WORKING DATA
%%

PR #53, opened 2025-12-23
Add `OperationPtr.dealloc`

math-fehr:
This abstraction was missing and is useful to talk about InBounds and Get/Set lemmas involving deallocation (for instance in eraseOp).

### DIFF
--- a/Veir/IR/Basic.lean
+++ b/Veir/IR/Basic.lean
@@ -473,6 +473,8 @@ def OperationPtr.allocEmpty (ctx : IRContext) (opType : Nat) : Option (IRContext
   let ctx := newOpPtr.set ctx operation
   (ctx, newOpPtr)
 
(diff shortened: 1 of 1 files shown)


Veir/IR/Basic.lean
```diff
@@ -473,6 +473,10 @@ def OperationPtr.allocEmpty (ctx : IRContext) (opType : Nat) : Option (IRContext
   let ctx := newOpPtr.set ctx operation
   (ctx, newOpPtr)
 
+set_option linter.unusedVariables false in
+def OperationPtr.dealloc (op : OperationPtr) (ctx : IRContext)
+    (inBounds: op.InBounds ctx := by grind) : IRContext :=
```
tobiasgrosser, line 480: Maybe add a comment to the PR message on why we need an unused variable here. This is not clear to me.

tobiasgrosser (approved):

PR #54, opened 2025-12-23
Add hasUses definitions and theorems

math-fehr:
This is going to be useful to reason about eraseOp, as an operation needs to have no uses to be erased while preserving well-formedness.


tobiasgrosser (approved):
Nice.

PR #60, opened 2025-12-28
Make OperationPtr, BlockPtr, and RegionPtr opaque types

math-fehr:
This improves by 20% our proof times.
Note that this breaks further the proofs in `createOp`, but this definition should be improved anyway.

### DIFF
--- a/Veir/Benchmarks.lean
+++ b/Veir/Benchmarks.lean
@@ -446,17 +446,17 @@ builtin.module() {
 info: builtin.module() {
   ^2:
     %3 = arith.constant 42 ⏎
-    %25 = arith.addi(%3, %3)
-    %28 = arith.addi(%25, %25)
-    %27 = arith.addi(%28, %28)
-    %31 = arith.addi(%27, %27)
-    %29 = arith.addi(%31, %31)
-    %30 = arith.addi(%29, %29)
-    %33 = arith.addi(%30, %30)
+    %34 = arith.addi(%3, %3)
+    %33 = arith.addi(%34, %34)
     %32 = arith.addi(%33, %33)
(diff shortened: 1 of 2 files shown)


Veir/Benchmarks.lean
```diff
@@ -443,21 +443,20 @@ builtin.module() {
...
-    %25 = arith.addi(%26, %26)
-    test.test(%25)
+    %31 = arith.addi(%27, %27)
+    %29 = arith.addi(%31, %31)
+    %30 = arith.addi(%29, %29)
+    %33 = arith.addi(%30, %30)
+    %32 = arith.addi(%33, %33)
+    %34 = arith.addi(%32, %32)
+    %26 = arith.addi(%34, %34)
+    test.test(%26)
```
tobiasgrosser: Is this related? Otherwise, maybe a separate PR?

math-fehr: So the reason this changed is because the hashmap is now having the opaque keys rather than Nats (from what I understand). This means that the ordering in which we traverse the IR when we do pattern rewrites changed (because we still haven't implemented the "actual" one), which is why this happens.
I think it's not worth trying to fix this here unless it has a performance implication, since we will fix this ordering later on

tobiasgrosser: That's fine. A 1-sentence explanation in the PR message will avoid confusion when people later on look at this commit.

For example: 

> We update a VEIR benchmark, as the changed key type in our hashmaps results in a change in rewrite order on our IR. We will resolve this in a future commit when we finalize the rewriter.

math-fehr: This is fixed by using the same Hash as `Nat`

%%

AIM OF THE EXERCISE
Each line holding the word "module" must be copied from the data.

REPLY
@@ -446,17 +446,17 @@ builtin.module() {
 info: builtin.module() {
@@ -443,21 +443,20 @@ builtin.module() {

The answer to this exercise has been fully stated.